◆ WHAT YOU ARE ASKED TO DO
Reproduce all records verbatim.

───

PR #638, opened 2022-01-21
Enable cluster topology for OpenStack by default and update cluster-openstack default version to 0.3.0

tfussell:
The latest version of cluster-openstack is 0.3.0.

In the next `kubectl-gs` release we will get rid of the old non-cluster topology cluster templating entirely. During the transition it should be the default.

### DIFF
--- a/cmd/template/cluster/flag.go
+++ b/cmd/template/cluster/flag.go
@@ -130,7 +130,7 @@ func (f *flag) Init(cmd *cobra.Command) {
 
 	// OpenStack App only.
 	cmd.Flags().StringVar(&f.ClusterApp.ClusterUserConfigMap, flagClusterUserConfigMap, "", "Path to the user values configmap YAML file for Cluster App (OpenStack App CR only).")
-	cmd.Flags().StringVar(&f.ClusterApp.ClusterAppVersion, flagClusterAppVersion, "0.1.0", "Cluster App version to be installed. (OpenStack App CR only).")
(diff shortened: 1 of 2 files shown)


anvddriesch (approved):

rossf7 (approved):

cmd/template/cluster/flag.go
```diff
@@ -130,7 +130,7 @@ func (f *flag) Init(cmd *cobra.Command) {
 
 	// OpenStack App only.
 	cmd.Flags().StringVar(&f.ClusterApp.ClusterUserConfigMap, flagClusterUserConfigMap, "", "Path to the user values configmap YAML file for Cluster App (OpenStack App CR only).")
-	cmd.Flags().StringVar(&f.ClusterApp.ClusterAppVersion, flagClusterAppVersion, "0.1.0", "Cluster App version to be installed. (OpenStack App CR only).")
+	cmd.Flags().StringVar(&f.ClusterApp.ClusterAppVersion, flagClusterAppVersion, "0.2.1", "Cluster App version to be installed. (OpenStack App CR only).")
```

───

◆ EXPECTED ANSWER
PR #638, opened 2022-01-21
Enable cluster topology for OpenStack by default and update cluster-openstack default version to 0.3.0

tfussell:
The latest version of cluster-openstack is 0.3.0.

In the next `kubectl-gs` release we will get rid of the old non-cluster topology cluster templating entirely. During the transition it should be the default.

### DIFF
--- a/cmd/template/cluster/flag.go
+++ b/cmd/template/cluster/flag.go
@@ -130,7 +130,7 @@ func (f *flag) Init(cmd *cobra.Command) {
 
 	// OpenStack App only.
 	cmd.Flags().StringVar(&f.ClusterApp.ClusterUserConfigMap, flagClusterUserConfigMap, "", "Path to the user values configmap YAML file for Cluster App (OpenStack App CR only).")
-	cmd.Flags().StringVar(&f.ClusterApp.ClusterAppVersion, flagClusterAppVersion, "0.1.0", "Cluster App version to be installed. (OpenStack App CR only).")
(diff shortened: 1 of 2 files shown)


anvddriesch (approved):

rossf7 (approved):

cmd/template/cluster/flag.go
```diff
@@ -130,7 +130,7 @@ func (f *flag) Init(cmd *cobra.Command) {
 
 	// OpenStack App only.
 	cmd.Flags().StringVar(&f.ClusterApp.ClusterUserConfigMap, flagClusterUserConfigMap, "", "Path to the user values configmap YAML file for Cluster App (OpenStack App CR only).")
-	cmd.Flags().StringVar(&f.ClusterApp.ClusterAppVersion, flagClusterAppVersion, "0.1.0", "Cluster App version to be installed. (OpenStack App CR only).")
+	cmd.Flags().StringVar(&f.ClusterApp.ClusterAppVersion, flagClusterAppVersion, "0.2.1", "Cluster App version to be installed. (OpenStack App CR only).")
```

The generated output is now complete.